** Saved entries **
^^^^^^^^

PR #823, opened 2024-08-29
VB-3739 created by field for blocking date

dhirajshettymoj:

Add actioned_by to prison_exclude_date table

VB-3739

### DIFF
--- a/src/main/resources/db/migration/V3_28__add_actioned_by_prison_exclude_date.sql
+++ b/src/main/resources/db/migration/V3_28__add_actioned_by_prison_exclude_date.sql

^^^^^^^^

** Directions **
Look through the entries for the string "resources". Every line that has it belongs in the answer.

** Exercise solution **
--- a/src/main/resources/db/migration/V3_28__add_actioned_by_prison_exclude_date.sql
+++ b/src/main/resources/db/migration/V3_28__add_actioned_by_prison_exclude_date.sql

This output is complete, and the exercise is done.